## THE PROBLEM
In this exercise, every entry below is to be reproduced word for word.

(Source records)

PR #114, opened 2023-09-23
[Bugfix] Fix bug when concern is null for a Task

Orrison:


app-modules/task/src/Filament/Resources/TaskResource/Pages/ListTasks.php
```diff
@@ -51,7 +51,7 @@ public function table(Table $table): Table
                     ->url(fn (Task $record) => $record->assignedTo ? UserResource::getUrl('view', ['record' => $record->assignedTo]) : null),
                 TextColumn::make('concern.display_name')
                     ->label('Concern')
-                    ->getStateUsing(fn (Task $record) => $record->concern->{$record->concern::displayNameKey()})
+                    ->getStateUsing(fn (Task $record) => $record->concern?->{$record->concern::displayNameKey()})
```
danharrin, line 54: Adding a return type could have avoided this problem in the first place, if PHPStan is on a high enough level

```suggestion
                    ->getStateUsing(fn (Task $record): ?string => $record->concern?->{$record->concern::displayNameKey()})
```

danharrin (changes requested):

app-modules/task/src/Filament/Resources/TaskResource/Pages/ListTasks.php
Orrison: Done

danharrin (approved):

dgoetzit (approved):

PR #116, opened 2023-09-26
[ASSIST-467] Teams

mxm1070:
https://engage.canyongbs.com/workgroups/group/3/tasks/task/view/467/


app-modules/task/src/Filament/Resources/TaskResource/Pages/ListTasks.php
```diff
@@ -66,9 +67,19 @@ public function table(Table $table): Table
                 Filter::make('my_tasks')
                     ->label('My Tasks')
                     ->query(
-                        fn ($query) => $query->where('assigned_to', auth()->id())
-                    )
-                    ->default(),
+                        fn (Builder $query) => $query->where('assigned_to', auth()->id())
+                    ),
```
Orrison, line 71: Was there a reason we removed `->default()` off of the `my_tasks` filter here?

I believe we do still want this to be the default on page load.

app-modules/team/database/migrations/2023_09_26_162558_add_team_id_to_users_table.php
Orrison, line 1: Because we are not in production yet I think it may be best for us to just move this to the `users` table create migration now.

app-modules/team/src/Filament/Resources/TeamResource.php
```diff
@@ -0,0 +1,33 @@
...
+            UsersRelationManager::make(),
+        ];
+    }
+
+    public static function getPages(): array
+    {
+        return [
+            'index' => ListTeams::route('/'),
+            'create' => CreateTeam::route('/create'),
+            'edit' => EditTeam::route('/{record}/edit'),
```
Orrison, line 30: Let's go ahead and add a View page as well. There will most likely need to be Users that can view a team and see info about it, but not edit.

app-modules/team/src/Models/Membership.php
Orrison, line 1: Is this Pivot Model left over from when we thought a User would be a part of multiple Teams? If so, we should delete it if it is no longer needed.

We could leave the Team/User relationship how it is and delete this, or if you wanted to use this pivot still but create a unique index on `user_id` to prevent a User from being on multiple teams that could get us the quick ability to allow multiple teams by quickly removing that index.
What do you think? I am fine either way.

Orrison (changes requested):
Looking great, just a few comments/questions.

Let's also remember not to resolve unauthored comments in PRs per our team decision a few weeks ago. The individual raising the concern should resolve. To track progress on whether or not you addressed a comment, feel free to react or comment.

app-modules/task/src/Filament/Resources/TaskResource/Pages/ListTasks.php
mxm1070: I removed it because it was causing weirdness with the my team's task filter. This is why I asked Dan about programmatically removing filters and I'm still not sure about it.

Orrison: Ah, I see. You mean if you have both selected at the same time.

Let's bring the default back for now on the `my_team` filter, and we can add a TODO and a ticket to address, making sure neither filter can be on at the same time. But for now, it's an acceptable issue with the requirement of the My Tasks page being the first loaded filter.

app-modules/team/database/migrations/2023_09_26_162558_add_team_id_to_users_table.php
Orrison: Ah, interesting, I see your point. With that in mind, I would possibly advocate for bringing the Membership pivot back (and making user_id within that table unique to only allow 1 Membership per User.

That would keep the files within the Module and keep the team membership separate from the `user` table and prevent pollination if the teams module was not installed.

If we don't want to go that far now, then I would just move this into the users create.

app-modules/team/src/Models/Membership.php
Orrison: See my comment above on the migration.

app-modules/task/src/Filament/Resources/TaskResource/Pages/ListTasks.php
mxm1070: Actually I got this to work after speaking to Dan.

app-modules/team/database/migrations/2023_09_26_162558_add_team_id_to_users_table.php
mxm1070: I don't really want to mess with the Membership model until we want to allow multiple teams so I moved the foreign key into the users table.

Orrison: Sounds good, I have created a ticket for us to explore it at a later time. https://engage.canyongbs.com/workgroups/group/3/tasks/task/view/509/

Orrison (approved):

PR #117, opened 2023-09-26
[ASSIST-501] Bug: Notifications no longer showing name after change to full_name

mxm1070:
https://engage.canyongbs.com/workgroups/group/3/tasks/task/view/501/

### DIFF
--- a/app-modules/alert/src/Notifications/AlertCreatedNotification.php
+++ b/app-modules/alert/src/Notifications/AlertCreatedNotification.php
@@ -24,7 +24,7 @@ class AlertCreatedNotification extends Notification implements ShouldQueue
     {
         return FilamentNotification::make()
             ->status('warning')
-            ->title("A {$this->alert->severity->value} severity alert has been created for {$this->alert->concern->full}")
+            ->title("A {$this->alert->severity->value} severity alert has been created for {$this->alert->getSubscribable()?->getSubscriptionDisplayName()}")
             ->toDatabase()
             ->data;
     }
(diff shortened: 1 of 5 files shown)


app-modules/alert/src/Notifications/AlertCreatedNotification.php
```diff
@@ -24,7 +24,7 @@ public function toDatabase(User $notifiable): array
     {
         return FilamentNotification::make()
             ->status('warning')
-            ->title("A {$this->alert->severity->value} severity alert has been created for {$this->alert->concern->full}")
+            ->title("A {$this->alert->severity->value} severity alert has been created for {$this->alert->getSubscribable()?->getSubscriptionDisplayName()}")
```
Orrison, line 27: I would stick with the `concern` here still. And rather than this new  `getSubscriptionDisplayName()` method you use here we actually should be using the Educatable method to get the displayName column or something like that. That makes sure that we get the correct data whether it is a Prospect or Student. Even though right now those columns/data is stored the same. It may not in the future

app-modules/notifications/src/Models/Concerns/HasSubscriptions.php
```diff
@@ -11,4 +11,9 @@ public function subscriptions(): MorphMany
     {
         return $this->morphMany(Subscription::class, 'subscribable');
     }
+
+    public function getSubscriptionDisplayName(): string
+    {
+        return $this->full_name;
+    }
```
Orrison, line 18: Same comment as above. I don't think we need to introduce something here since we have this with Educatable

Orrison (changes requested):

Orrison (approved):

## SOLUTION FOR THIS EXERCISE
PR #114, opened 2023-09-23
[Bugfix] Fix bug when concern is null for a Task

Orrison:


app-modules/task/src/Filament/Resources/TaskResource/Pages/ListTasks.php
```diff
@@ -51,7 +51,7 @@ public function table(Table $table): Table
                     ->url(fn (Task $record) => $record->assignedTo ? UserResource::getUrl('view', ['record' => $record->assignedTo]) : null),
                 TextColumn::make('concern.display_name')
                     ->label('Concern')
-                    ->getStateUsing(fn (Task $record) => $record->concern->{$record->concern::displayNameKey()})
+                    ->getStateUsing(fn (Task $record) => $record->concern?->{$record->concern::displayNameKey()})
```
danharrin, line 54: Adding a return type could have avoided this problem in the first place, if PHPStan is on a high enough level

```suggestion
                    ->getStateUsing(fn (Task $record): ?string => $record->concern?->{$record->concern::displayNameKey()})
```

danharrin (changes requested):

app-modules/task/src/Filament/Resources/TaskResource/Pages/ListTasks.php
Orrison: Done

danharrin (approved):

dgoetzit (approved):

PR #116, opened 2023-09-26
[ASSIST-467] Teams

mxm1070:
https://engage.canyongbs.com/workgroups/group/3/tasks/task/view/467/


app-modules/task/src/Filament/Resources/TaskResource/Pages/ListTasks.php
```diff
@@ -66,9 +67,19 @@ public function table(Table $table): Table
                 Filter::make('my_tasks')
                     ->label('My Tasks')
                     ->query(
-                        fn ($query) => $query->where('assigned_to', auth()->id())
-                    )
-                    ->default(),
+                        fn (Builder $query) => $query->where('assigned_to', auth()->id())
+                    ),
```
Orrison, line 71: Was there a reason we removed `->default()` off of the `my_tasks` filter here?

I believe we do still want this to be the default on page load.

app-modules/team/database/migrations/2023_09_26_162558_add_team_id_to_users_table.php
Orrison, line 1: Because we are not in production yet I think it may be best for us to just move this to the `users` table create migration now.

app-modules/team/src/Filament/Resources/TeamResource.php
```diff
@@ -0,0 +1,33 @@
...
+            UsersRelationManager::make(),
+        ];
+    }
+
+    public static function getPages(): array
+    {
+        return [
+            'index' => ListTeams::route('/'),
+            'create' => CreateTeam::route('/create'),
+            'edit' => EditTeam::route('/{record}/edit'),
```
Orrison, line 30: Let's go ahead and add a View page as well. There will most likely need to be Users that can view a team and see info about it, but not edit.

app-modules/team/src/Models/Membership.php
Orrison, line 1: Is this Pivot Model left over from when we thought a User would be a part of multiple Teams? If so, we should delete it if it is no longer needed.

We could leave the Team/User relationship how it is and delete this, or if you wanted to use this pivot still but create a unique index on `user_id` to prevent a User from being on multiple teams that could get us the quick ability to allow multiple teams by quickly removing that index.
What do you think? I am fine either way.

Orrison (changes requested):
Looking great, just a few comments/questions.

Let's also remember not to resolve unauthored comments in PRs per our team decision a few weeks ago. The individual raising the concern should resolve. To track progress on whether or not you addressed a comment, feel free to react or comment.

app-modules/task/src/Filament/Resources/TaskResource/Pages/ListTasks.php
mxm1070: I removed it because it was causing weirdness with the my team's task filter. This is why I asked Dan about programmatically removing filters and I'm still not sure about it.

Orrison: Ah, I see. You mean if you have both selected at the same time.

Let's bring the default back for now on the `my_team` filter, and we can add a TODO and a ticket to address, making sure neither filter can be on at the same time. But for now, it's an acceptable issue with the requirement of the My Tasks page being the first loaded filter.

app-modules/team/database/migrations/2023_09_26_162558_add_team_id_to_users_table.php
Orrison: Ah, interesting, I see your point. With that in mind, I would possibly advocate for bringing the Membership pivot back (and making user_id within that table unique to only allow 1 Membership per User.

That would keep the files within the Module and keep the team membership separate from the `user` table and prevent pollination if the teams module was not installed.

If we don't want to go that far now, then I would just move this into the users create.

app-modules/team/src/Models/Membership.php
Orrison: See my comment above on the migration.

app-modules/task/src/Filament/Resources/TaskResource/Pages/ListTasks.php
mxm1070: Actually I got this to work after speaking to Dan.

app-modules/team/database/migrations/2023_09_26_162558_add_team_id_to_users_table.php
mxm1070: I don't really want to mess with the Membership model until we want to allow multiple teams so I moved the foreign key into the users table.

Orrison: Sounds good, I have created a ticket for us to explore it at a later time. https://engage.canyongbs.com/workgroups/group/3/tasks/task/view/509/

Orrison (approved):

PR #117, opened 2023-09-26
[ASSIST-501] Bug: Notifications no longer showing name after change to full_name

mxm1070:
https://engage.canyongbs.com/workgroups/group/3/tasks/task/view/501/

### DIFF
--- a/app-modules/alert/src/Notifications/AlertCreatedNotification.php
+++ b/app-modules/alert/src/Notifications/AlertCreatedNotification.php
@@ -24,7 +24,7 @@ class AlertCreatedNotification extends Notification implements ShouldQueue
     {
         return FilamentNotification::make()
             ->status('warning')
-            ->title("A {$this->alert->severity->value} severity alert has been created for {$this->alert->concern->full}")
+            ->title("A {$this->alert->severity->value} severity alert has been created for {$this->alert->getSubscribable()?->getSubscriptionDisplayName()}")
             ->toDatabase()
             ->data;
     }
(diff shortened: 1 of 5 files shown)


app-modules/alert/src/Notifications/AlertCreatedNotification.php
```diff
@@ -24,7 +24,7 @@ public function toDatabase(User $notifiable): array
     {
         return FilamentNotification::make()
             ->status('warning')
-            ->title("A {$this->alert->severity->value} severity alert has been created for {$this->alert->concern->full}")
+            ->title("A {$this->alert->severity->value} severity alert has been created for {$this->alert->getSubscribable()?->getSubscriptionDisplayName()}")
```
Orrison, line 27: I would stick with the `concern` here still. And rather than this new  `getSubscriptionDisplayName()` method you use here we actually should be using the Educatable method to get the displayName column or something like that. That makes sure that we get the correct data whether it is a Prospect or Student. Even though right now those columns/data is stored the same. It may not in the future

app-modules/notifications/src/Models/Concerns/HasSubscriptions.php
```diff
@@ -11,4 +11,9 @@ public function subscriptions(): MorphMany
     {
         return $this->morphMany(Subscription::class, 'subscribable');
     }
+
+    public function getSubscriptionDisplayName(): string
+    {
+        return $this->full_name;
+    }
```
Orrison, line 18: Same comment as above. I don't think we need to introduce something here since we have this with Educatable

Orrison (changes requested):

Orrison (approved):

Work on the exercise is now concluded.